123Transaction malleability – a fraudulent, though most lucrative, way of receiving money without anyone actually sending it – is driving another nail into Bitcoin’s coffin. The digital money is by no means dead (yet), and could even perform a Phoenix trick, but its value tumbled all the same as the Tokyo-based Bitcoin exchange Mt Gox early February reported the software-related bug and halted Bitcoin transfers between the virtual wallets it manages and those of other exchanges.

The financial geeks of Mt Gox are said to be working with the core Bitcoin software developers to solve the issue that involves hashes and other exciting crypto sciences. As these coders plugged away to plug the hole, the Bitcoin exchange rate slumped to barely $500 from an earlier high of $1,200.

Digital currencies should be used only by the strong of heart or – at a pinch – by those who possess more money than they probably should. As Bitcoin jumped and leapfrogged to its all-time high, even some quite respectable pundits got caught up in the excitement, predicting that before long a single Bitcoin could be worth as much as $700,000.

Now that’s financial innovation at its very best: A currency you can’t actually touch or hold in in a wallet other than a virtual one being worth about half of Detroit’s housing stock. You just gotta love it.

“Bitcoin is deflationary money. Its growth is limited to 21 million coins ensuring continued appreciation in value.”

You also have to be rather daft in supposing the hash-generating software that underlies Bitcoin to be resistant to hacking when the stakes are that high. When obtaining just ten measly Bitcoins can potentially land a hacker or fraudster seven million in real money, that software is going to be cracked.

It’s not a question of technical prowess; it’s a philosophical one. No group of crypto geeks and geniuses can outsmart the collective intelligence and resourcefulness of the world’s hackers and fraudsters. Examples abound of powerful and cash-loaded companies that have tried – and utterly failed – to outwit this collective ingenuity. Ten or so years ago, Sony invested tens of millions of dollars to secure its music CDs against copying by home computer users. The system the company developed was hailed as a marvel of technology until – merely days after the first protected CDs hit the high streets – some guy in Germany discovered that marking the disc with a felt-tip pen at a spot near the inner rim could defeat the security system.

Microsoft has also repeatedly tried and failed at securing its software against hackers. Within a day after its then-CEO Bill Gates pompously declared that Windows 7 could not be hacked because of some supremely nifty security feature, the operating system was cracked wide open for all to use.

This is the Bitcoin conundrum: As the digital currency appreciates in value, the likelihood of it being undermined by hackers-turned-counterfeiters increases exponentially. The Bitcoin geeks can plug all the holes they want and unleash all might of cryptology, their efforts will prove to be in vain. The most interesting part of this equation is that the best crack will assuredly come in the form of some felt-tip pen, i.e. the simplest of solutions that produce a ‘duh’ moment.

Now, as such Bitcoin seems a swell idea, especially the part that has central banks and the governments they serve lose their power to manipulate the currency. This certainly appeals to anyone with even a single anarchic gene in their body. However, let’s be careful what we wish for. Yes, the system of fiat money that runs today’s world is bizarre in the extreme. Trillions of dollars and euros are called into existence at the stroke of a pen or the punching of a few keys.
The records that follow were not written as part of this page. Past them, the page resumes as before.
PR #657, opened 2024-03-28
Fix gzip trailer_offset calculation in FortiFirmwareFile

yunzheng:
Also added a regression test

### DIFF
--- a/tests/containers/test_fortifw.py
+++ b/tests/containers/test_fortifw.py
@@ -57,6 +57,19 @@ def test_deobfuscate_firmware_file(header, is_gzipped):
     assert ff.size == len(FIRMWARE_HEADER)
 
 
+def test_gzip_trailer():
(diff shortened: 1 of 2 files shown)


tests/containers/test_fortifw.py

This cannot be a good thing for anyone, save for the select few holding that all-mighty pen or keyboard. Fiat money is also inflationary and some people in some countries go wild with that power and inflict serious economic and financial damage. Venezuela comes to mind. As does Mr Mugabe’s Zimbabwe. As Aristotle noted way back when, it is better to rise from life as from a banquet – neither thirsty nor drunken.

Bitcoin is deflationary money. Its growth is limited to 21 million coins ensuring continued appreciation in value. That may seem like a good thing, but is actually a damaging feature. Deflation is understood to be a general decline in prices as a function of supply and demand. Why spend today, when your money may be worth more tomorrow?

To see what deflation does, just look at the housing market in Spain. Nothing moves because everybody thinks that real estate prices are likely to drop further. Only a fool buys today when he expects a lower price tomorrow. As a result millions of construction workers are idle.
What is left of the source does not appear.